Find the lines of data that contain the string "initialization", then list them.

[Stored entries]
######

PR #247, opened 2018-06-06
Fix ImageStack initialization

ttung:
1. Fix the initialization of default_tile_shape.  If the value is unset, we should just copy the unset value (None) rather than try to construct an empty tuple.
2. If we default_tile_shape is not set, grab the shape from the first tile that has the value set.
3. Bump to slicedimage 0.0.0-dev21 to pick up bugfixes https://github.com/spacetx/slicedimage/pull/14, https://github.com/spacetx/slicedimage/pull/15, and https://github.com/spacetx/slicedimage/pull/16


starfish/image/_stack.py
```diff
@@ -46,6 +46,10 @@ def __init__(self, image_partition):
                     raise TypeError("All tiles should have the same kind of dtype")
             if dtype.itemsize > max_size:
                 max_size = dtype.itemsize
+            if self._tile_shape is None:
+                self._tile_shape = tile.tile_shape
+            elif tile.tile_shape is not None and self._tile_shape != tile.tile_shape:
```
csweaver: Do you have to check if it is not none here since you already checked if it is none previously?

starfish/image/_stack.py
```diff
@@ -30,7 +30,7 @@ def __init__(self, image_partition):
             self._num_zlayers = image_partition.get_dimension_shape(Indices.Z)
         else:
             self._num_zlayers = 1
-        self._tile_shape = tuple(image_partition.default_tile_shape)
+        self._tile_shape = image_partition.default_tile_shape
```
csweaver: What type is an image_partition?

starfish/image/_stack.py
ttung: Yup, we don't need the check.  Good call.

starfish/image/_stack.py
ttung: It's a TileSet.

starfish/image/_stack.py
ttung: Actually, I'm wrong.  First check is `self._tile_shape`, and the second check is `tile.tile_shape`

csweaver: oops missed that they were different, my fault

starfish/image/_stack.py
csweaver: Can you point me to the tileset object definition? (Just for my own learning, I don't have any concerns I want to address with the code, feel free to merge)

ambrosejcarr: @csweaver It lives here: https://github.com/spacetx/slicedimage/blob/master/slicedimage/_tileset.py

######

### Exercise result
Fix ImageStack initialization
1. Fix the initialization of default_tile_shape.  If the value is unset, we should just copy the unset value (None) rather than try to construct an empty tuple.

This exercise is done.